Intensive Farming turns One Solution into Two Problems

One of the most serious environmental problems facing us today is the erosion and degradation of our soil, and modern industrialised farming has precipitated this, turning one solution into two problems.

Farms used to combine livestock and crops, rotating their fields so that manure from the animals would replenish what is taken from the soil by arable produce. Sometimes parts of the farm were left fallow to recover and grow grass which fed the animals. There was no soil erosion, a perfectly sustainable ecosystem and plenty of jobs for farm workers.

The current state of affairs is vastly different. Our farms are now generally specialised, concentrating totally on crop production, or meat and milk. This has divorced the natural manure fertiliser from the arable land, replacing it with chemicals that ultimatley end up washed into rivers, while at the same time turning a valuable resource into a dangerous bi-product, slurry, which is highly toxic and also causes severe pollution to rivers, streams and water supplies.

For the animals it is far worse than that. They are kept in shocking conditions in the race to produce as much meat, eggs and milk in the quickest time on the smallest amount of resources.

A major factor in the fall of the Roman empire was over-farming of the land (see A Green History Of The World). The problem is this is no longer only happening in one country, but across the globe. It can take hundreds or a thousand years for nature to form even an inch of topsoil, but since farming began in America, they have lost at least a third of theirs. The climate is on our side in Britain so we really shouldn’t have any soil erosion at all except what nature can replace, but intensive farming has caused it.

Supporters of intensive farming claim that non-chemical farming cannot feed the world, but this is nonsense, especially if all the money and resources that are currently spent on researching new chemicals was channelled into making of natural food production more effective. More pertinently though, chemical farming definitely cannot feed the world as long term it simply isn’t sustainable!

Soil isn’t just dead matter! It’s made up of billions of tiny organisms and bacteria, which form the new soil and keep it healthy. If the pesticides in intensive farming don’t kill these creatures, the herbicides will kill the vegetation that they feed on having a knock-on effect. If we continue this soon, we won’t be able to grow anything at all!

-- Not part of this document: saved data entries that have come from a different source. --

PR #637, opened 2018-04-25
Notice for qubes-tunnel testing

tasket:
Issues #3503 #3520

### DIFF
--- a/configuration/vpn.md
+++ b/configuration/vpn.md
@@ -12,10 +12,11 @@ redirect_from:
 How To make a VPN Gateway in Qubes
 ==================================
 
-    ## Note on new qubes-tunnel availability!
-    A streamlined VPN option is in testing phase and is recommended for most users on Qubes 3.2 and 4.0. It is currently [available here](https://github.com/tasket/qubes-doc) and qubes-users discussion is [here](https://groups.google.com/d/msgid/qubes-users/ee24f104-efbc-23f7-aca3-6be86104ddaf%40posteo.net).
+## Note on new qubes-tunnel availability!
+
+A streamlined VPN option is in testing phase and is recommended for most users on Qubes 3.2 and 4.0. It is currently [available here](https://github.com/tasket/qubes-doc) and qubes-users discussion is [here](https://groups.google.com/d/msgid/qubes-users/ee24f104-efbc-23f7-aca3-6be86104ddaf%40posteo.net).
     
-    The following instructions will be deprecated and replaced once the new solution is finalized.
+The following instructions will be deprecated and replaced once the new solution is finalized.
 
 ---
 ---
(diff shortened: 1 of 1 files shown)


andrewdavidwong:
I'm *slightly* worried about the wording here:
> and is recommended for most users on Qubes 3.2 and 4.0

@marmarek, any opinion?

tasket:
I chose that wording because I feel that attempts to use the new scripts (in service already under different naming) will lead to fewer issues for users than the existing method... despite the testing status.

But please feel free to re-word it as you see fit.

tasket:
Also wondering, since qubes-tunnel appears to be more of a direct contribution (per Patrick's indication in #3503 ) instead of a 'Qubes-contrib' optional package, whether it should just be added to the Qubes testing repositories.

configuration/vpn.md
```diff
@@ -12,6 +12,15 @@ redirect_from:
 How To make a VPN Gateway in Qubes
 ==================================
 
+## Note on new qubes-tunnel availability!
+
+A streamlined VPN option is in testing phase and is recommended for most users on Qubes 3.2 and 4.0. It is currently [available here](https://github.com/tasket/qubes-doc) and qubes-users discussion is [here](https://groups.google.com/d/msgid/qubes-users/ee24f104-efbc-23f7-aca3-6be86104ddaf%40posteo.net).
```
andrewdavidwong: Is `https://github.com/tasket/qubes-doc` really the correct URL?

andrewdavidwong:
> I chose that wording because I feel that attempts to use the new scripts (in service already under different naming) will lead to fewer issues for users than the existing method... despite the testing status.
> 
> But please feel free to re-word it as you see fit.

I guess the reason for my uncertainty is that I don't know what our official position regarding that package is. It seems somewhat strange to recommend something from a non-official source to *all* users. I'll leave it for @marmarek to decide.

> Also wondering, since qubes-tunnel appears to be more of a direct contribution (per Patrick's indication in #3503 ) instead of a 'Qubes-contrib' optional package, whether it should just be added to the Qubes testing repositories.

Also for @marmarek to decide. If it's a contrib package, though, we should make sure to follow our procedure for such packages:
https://www.qubes-os.org/doc/package-contributions/

configuration/vpn.md
tasket: oops... that should be 'tasket/qubes-tunnel'

tasket:
For reference, Marek and Patrick comments have it as a direct Qubes inclusion:
https://github.com/QubesOS/qubes-issues/issues/3503#issuecomment-361114105

I was just wondering if qubes-testing was a better repository in this case. Then it wouldn't seem as strange to recommend it (or to use wording asking users to help test).

andrewdavidwong:

PR #640, opened 2018-04-30
dispvm-customization add static Disposable VMs for sys-*

awokd:


customization/dispvm-customization.md
```diff
@@ -57,6 +57,42 @@ It is possible to change the settings for each new Disposable VM (DispVM). This
 4.  Shutdown the qube (either by `poweroff` from qube's terminal, or `qvm-shutdown` from dom0 terminal).
 
 
+### Using static Disposable VMs for sys-* ###
+
+You can use a static DispVM for `sys-*` as long as it is stateless.
+For example, a `sys-net` using DHCP or `sys-usb` will work.
+`sys-firewall` will not work unless you have no custom rules set, because per VM rules are stored in a configuration file inside that AppVM.
```
marmarek: I'd phrase it the other way around. Right now it suggest stateless sys-firewall is rare case, which I think is not true - custom rules are rare case.

customization/dispvm-customization.md
```diff
@@ -57,6 +57,42 @@ It is possible to change the settings for each new Disposable VM (DispVM). This
...
+To create one:
+
+~~~
+qvm-create -C DispVM -l red <sys-VMName>
+qvm-prefs <sys-VMName> virt_mode hvm
```
marmarek: This is needed only for sys-net and sys-usb, but not for sys-firewall.

customization/dispvm-customization.md
```diff
@@ -57,6 +57,42 @@ It is possible to change the settings for each new Disposable VM (DispVM). This
...
+qvm-service <sys-VMName> meminfo-writer off
```
marmarek: And this too.

customization/dispvm-customization.md
```diff
@@ -57,6 +57,42 @@ It is possible to change the settings for each new Disposable VM (DispVM). This
...
+qvm-pci attach --persistent <sys-VMName> dom0:<BDF>
```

Pesticides have been shown to cause all sorts of horrible things like birth defects, cancers and gene mutations. They kill off the microbiome, hampering digestion and may lead to some of the food intolerances and allergies which seem o be becoming more and more prevalent these days. They just keep spraying the land with glyphosate (round-up) no matter how much evidence of its harm seems to surface.

Permaculture describes a system of cultivation intended to maintain permanent agriculture or horticulture by relying on renewable resources and a self-sustaining ecosystem. Combining plants, animals, water, buildings and the local landscape, more energy would be produced than expended, all nutrients, materials and resources would be recycled, and nature would be interfered with as little as possible. Sounds great, doesn’t it?